From the listing below, copy every line with the word "normalized".

━━━━━━

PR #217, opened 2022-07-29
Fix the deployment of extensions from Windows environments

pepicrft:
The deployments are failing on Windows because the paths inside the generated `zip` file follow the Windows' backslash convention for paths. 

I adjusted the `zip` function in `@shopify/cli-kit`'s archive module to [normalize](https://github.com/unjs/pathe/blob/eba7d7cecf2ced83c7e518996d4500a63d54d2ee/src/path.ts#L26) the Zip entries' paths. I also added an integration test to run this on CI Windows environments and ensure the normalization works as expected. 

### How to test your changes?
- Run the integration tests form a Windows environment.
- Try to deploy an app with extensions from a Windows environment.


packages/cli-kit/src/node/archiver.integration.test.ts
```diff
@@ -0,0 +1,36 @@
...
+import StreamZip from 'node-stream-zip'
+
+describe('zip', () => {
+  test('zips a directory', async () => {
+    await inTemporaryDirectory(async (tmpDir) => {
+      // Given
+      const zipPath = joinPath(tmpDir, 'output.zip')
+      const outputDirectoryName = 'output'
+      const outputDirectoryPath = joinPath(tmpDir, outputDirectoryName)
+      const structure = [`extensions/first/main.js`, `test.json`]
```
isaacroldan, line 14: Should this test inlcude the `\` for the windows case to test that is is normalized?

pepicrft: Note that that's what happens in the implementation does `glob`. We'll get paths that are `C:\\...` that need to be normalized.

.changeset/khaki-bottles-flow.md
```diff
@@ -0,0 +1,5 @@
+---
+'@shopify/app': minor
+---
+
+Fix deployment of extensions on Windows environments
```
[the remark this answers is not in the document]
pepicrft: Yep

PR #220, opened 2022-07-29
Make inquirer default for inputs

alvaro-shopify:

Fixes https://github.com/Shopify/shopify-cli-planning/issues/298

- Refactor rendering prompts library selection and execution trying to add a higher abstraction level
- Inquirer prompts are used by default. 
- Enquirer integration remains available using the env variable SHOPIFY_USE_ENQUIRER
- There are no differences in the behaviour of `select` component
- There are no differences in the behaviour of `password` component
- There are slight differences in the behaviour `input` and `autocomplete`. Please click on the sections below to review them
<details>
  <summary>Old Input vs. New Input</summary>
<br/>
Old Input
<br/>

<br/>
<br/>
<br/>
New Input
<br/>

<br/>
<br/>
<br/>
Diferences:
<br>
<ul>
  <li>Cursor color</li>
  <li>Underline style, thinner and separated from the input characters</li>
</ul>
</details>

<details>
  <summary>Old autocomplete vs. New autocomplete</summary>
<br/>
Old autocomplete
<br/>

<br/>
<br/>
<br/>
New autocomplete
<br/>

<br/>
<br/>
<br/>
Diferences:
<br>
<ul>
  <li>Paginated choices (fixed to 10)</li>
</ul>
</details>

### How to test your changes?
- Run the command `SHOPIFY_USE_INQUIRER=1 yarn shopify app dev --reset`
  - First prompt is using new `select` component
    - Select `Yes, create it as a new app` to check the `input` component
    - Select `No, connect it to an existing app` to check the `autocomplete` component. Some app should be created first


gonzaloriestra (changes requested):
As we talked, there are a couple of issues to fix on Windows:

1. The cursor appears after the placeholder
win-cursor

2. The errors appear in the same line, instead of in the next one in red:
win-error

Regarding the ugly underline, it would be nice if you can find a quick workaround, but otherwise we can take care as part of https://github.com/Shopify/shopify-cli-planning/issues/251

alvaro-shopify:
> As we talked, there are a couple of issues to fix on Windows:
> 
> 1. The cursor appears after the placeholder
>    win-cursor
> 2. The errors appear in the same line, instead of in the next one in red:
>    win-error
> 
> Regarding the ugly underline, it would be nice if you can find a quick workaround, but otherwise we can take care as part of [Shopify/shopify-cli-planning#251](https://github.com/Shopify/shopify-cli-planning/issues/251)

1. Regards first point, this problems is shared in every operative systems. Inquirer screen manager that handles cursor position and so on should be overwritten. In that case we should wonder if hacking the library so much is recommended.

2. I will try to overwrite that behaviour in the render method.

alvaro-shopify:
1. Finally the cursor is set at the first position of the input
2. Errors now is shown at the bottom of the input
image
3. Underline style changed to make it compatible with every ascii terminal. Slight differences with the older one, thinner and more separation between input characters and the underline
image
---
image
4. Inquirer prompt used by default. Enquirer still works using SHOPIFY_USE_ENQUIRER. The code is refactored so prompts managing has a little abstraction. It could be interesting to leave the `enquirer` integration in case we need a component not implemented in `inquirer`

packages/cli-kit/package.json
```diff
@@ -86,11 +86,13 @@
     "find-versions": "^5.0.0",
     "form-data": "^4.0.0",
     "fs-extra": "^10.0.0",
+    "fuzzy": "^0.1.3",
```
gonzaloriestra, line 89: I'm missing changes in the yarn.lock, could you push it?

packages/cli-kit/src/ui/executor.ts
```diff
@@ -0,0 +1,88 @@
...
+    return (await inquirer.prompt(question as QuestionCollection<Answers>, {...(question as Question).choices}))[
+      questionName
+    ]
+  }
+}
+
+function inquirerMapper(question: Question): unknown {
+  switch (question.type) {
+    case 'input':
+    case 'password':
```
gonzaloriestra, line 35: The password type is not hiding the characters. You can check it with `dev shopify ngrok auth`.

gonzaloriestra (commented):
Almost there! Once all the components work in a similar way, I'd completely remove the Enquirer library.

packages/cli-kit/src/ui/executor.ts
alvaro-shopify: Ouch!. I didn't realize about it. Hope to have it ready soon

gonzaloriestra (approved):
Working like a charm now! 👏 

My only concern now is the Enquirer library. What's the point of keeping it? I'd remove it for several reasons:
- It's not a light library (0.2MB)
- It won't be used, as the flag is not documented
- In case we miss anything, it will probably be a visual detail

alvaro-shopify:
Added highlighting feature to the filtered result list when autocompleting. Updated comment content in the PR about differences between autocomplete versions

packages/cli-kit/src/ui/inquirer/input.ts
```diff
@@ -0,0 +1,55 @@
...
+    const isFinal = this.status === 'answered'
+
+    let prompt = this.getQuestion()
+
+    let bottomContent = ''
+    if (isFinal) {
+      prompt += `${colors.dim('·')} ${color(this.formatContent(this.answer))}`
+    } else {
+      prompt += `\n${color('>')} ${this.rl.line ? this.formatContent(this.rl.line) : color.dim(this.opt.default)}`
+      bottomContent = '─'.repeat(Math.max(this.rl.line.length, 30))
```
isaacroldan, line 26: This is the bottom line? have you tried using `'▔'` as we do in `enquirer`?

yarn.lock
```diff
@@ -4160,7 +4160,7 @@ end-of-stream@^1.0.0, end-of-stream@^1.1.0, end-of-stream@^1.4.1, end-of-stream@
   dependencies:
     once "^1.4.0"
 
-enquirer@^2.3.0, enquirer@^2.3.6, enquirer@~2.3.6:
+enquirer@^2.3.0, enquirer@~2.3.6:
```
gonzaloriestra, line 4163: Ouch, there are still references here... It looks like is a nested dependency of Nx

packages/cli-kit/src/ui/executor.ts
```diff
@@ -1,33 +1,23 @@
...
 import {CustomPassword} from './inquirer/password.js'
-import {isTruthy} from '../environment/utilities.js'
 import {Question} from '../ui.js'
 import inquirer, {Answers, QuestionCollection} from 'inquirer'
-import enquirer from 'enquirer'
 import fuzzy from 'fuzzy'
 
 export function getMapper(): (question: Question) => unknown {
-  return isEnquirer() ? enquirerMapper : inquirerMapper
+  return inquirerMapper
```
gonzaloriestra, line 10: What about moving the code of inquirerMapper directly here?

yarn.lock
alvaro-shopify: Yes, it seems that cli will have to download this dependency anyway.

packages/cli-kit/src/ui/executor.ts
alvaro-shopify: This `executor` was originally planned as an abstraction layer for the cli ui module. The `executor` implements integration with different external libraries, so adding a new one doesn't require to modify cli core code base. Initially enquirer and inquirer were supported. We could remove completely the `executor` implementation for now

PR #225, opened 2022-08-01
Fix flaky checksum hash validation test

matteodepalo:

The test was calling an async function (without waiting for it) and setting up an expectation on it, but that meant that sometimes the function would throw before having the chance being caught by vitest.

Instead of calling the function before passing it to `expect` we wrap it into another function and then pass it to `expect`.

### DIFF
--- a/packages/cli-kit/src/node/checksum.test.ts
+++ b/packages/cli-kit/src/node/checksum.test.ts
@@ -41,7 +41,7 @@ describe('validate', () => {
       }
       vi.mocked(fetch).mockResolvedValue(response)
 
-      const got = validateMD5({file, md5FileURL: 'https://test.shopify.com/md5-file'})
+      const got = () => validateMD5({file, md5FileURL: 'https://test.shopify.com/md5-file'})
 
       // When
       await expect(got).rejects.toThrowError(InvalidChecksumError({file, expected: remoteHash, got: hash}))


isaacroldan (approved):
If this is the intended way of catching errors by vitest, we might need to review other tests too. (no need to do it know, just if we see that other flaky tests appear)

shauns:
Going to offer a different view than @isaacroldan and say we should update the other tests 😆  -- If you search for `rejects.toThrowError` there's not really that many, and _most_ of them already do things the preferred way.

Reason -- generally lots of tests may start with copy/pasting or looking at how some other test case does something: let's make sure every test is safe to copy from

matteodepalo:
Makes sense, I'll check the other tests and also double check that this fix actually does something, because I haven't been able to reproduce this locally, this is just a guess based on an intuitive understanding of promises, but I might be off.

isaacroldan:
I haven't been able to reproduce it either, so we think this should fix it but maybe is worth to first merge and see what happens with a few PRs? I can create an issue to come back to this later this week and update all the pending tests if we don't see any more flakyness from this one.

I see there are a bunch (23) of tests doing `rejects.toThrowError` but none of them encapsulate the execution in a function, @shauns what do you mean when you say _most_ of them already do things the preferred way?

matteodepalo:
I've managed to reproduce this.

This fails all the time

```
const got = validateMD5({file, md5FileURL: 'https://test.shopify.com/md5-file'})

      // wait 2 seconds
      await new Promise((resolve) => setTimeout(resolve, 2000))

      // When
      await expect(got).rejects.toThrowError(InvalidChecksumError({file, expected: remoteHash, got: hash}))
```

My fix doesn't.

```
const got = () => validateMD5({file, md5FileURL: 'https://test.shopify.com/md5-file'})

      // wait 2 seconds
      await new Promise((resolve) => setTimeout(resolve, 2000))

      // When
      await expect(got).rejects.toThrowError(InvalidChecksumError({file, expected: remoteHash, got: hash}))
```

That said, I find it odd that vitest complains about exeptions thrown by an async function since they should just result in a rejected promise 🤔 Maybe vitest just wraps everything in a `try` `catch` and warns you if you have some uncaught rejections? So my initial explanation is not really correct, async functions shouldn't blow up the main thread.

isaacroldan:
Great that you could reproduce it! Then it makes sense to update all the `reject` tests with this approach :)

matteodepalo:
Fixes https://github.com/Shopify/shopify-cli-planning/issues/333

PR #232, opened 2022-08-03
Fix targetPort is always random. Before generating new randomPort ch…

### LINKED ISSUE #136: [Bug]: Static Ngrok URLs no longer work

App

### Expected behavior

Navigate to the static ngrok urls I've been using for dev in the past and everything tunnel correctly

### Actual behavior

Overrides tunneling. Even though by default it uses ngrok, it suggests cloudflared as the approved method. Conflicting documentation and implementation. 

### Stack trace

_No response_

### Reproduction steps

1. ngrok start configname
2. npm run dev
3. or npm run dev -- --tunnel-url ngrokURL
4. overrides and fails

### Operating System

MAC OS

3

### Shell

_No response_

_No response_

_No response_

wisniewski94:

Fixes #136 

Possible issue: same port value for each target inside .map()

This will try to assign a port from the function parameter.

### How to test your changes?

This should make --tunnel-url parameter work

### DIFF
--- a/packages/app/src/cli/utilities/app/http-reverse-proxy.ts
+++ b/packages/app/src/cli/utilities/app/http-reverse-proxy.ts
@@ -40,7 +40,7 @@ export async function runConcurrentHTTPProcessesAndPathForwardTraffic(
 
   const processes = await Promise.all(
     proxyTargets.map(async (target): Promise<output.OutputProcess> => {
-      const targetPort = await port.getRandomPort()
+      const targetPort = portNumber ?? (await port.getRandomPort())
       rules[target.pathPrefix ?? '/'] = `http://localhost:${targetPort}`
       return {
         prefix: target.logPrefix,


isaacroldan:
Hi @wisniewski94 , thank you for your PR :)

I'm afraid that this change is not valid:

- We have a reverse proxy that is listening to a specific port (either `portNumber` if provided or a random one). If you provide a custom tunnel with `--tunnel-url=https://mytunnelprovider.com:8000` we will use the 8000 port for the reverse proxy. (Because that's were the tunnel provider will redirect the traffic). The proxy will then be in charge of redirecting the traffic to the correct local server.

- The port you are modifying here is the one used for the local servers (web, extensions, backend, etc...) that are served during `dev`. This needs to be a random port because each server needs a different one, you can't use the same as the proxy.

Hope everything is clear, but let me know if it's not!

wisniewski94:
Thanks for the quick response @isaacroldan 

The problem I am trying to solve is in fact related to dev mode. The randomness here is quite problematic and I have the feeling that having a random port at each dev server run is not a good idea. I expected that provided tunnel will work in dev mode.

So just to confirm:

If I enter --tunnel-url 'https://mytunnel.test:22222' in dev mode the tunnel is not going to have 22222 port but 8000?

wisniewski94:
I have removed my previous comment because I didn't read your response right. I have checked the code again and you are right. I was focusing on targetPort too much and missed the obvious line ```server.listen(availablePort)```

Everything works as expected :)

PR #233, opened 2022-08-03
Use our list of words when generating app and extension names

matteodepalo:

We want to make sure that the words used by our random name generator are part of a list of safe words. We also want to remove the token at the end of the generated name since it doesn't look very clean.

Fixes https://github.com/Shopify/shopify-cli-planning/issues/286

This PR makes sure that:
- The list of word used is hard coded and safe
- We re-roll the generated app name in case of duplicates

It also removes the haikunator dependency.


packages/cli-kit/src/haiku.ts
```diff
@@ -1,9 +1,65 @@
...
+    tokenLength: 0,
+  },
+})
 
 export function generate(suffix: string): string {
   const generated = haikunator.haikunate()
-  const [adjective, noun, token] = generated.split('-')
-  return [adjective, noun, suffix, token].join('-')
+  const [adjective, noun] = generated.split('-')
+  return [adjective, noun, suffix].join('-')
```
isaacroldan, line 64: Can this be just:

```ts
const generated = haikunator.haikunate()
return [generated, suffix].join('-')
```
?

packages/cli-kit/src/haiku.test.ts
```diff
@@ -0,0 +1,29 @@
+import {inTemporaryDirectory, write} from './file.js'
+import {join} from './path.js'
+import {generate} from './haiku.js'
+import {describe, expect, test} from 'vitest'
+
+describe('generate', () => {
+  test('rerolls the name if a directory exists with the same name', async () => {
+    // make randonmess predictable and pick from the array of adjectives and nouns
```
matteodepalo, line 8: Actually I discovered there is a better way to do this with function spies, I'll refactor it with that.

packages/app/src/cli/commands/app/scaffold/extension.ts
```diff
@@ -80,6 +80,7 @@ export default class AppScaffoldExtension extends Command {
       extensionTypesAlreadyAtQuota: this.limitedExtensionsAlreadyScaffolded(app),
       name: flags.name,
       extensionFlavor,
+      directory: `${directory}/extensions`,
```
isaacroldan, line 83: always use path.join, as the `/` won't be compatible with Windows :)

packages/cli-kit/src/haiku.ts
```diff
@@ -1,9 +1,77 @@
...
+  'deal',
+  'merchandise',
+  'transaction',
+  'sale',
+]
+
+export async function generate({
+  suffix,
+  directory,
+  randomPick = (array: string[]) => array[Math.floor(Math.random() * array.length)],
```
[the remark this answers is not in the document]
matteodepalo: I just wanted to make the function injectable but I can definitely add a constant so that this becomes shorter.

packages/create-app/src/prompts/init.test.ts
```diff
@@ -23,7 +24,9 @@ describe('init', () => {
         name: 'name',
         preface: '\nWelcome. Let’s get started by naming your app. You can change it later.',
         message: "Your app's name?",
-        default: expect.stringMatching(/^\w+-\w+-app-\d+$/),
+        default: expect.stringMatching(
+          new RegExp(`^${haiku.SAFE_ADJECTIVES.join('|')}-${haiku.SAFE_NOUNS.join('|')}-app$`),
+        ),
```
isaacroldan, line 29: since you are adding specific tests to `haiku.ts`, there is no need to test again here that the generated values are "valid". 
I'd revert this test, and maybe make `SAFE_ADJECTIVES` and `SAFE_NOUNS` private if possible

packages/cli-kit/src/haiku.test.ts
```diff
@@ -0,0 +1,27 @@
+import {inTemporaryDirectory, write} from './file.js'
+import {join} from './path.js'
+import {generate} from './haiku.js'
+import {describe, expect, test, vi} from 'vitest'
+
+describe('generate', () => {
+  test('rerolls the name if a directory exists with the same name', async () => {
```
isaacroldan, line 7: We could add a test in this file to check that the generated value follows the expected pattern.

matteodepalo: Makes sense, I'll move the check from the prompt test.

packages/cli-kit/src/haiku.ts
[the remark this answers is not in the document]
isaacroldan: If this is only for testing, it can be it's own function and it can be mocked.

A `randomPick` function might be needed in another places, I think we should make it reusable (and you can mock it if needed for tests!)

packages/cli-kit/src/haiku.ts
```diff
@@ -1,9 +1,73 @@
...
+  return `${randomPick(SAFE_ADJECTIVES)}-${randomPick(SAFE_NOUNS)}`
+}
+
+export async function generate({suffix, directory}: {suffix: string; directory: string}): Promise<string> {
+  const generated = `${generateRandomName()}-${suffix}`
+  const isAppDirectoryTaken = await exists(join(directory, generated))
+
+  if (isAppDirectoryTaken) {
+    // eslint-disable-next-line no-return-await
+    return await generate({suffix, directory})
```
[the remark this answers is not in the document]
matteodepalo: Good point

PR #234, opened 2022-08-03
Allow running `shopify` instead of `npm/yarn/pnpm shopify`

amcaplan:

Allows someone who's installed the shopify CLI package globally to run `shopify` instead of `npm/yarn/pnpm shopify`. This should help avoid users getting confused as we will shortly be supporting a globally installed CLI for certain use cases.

━━━━━━

#### SOLUTION BELOW:
isaacroldan, line 14: Should this test inlcude the `\` for the windows case to test that is is normalized?
pepicrft: Note that that's what happens in the implementation does `glob`. We'll get paths that are `C:\\...` that need to be normalized.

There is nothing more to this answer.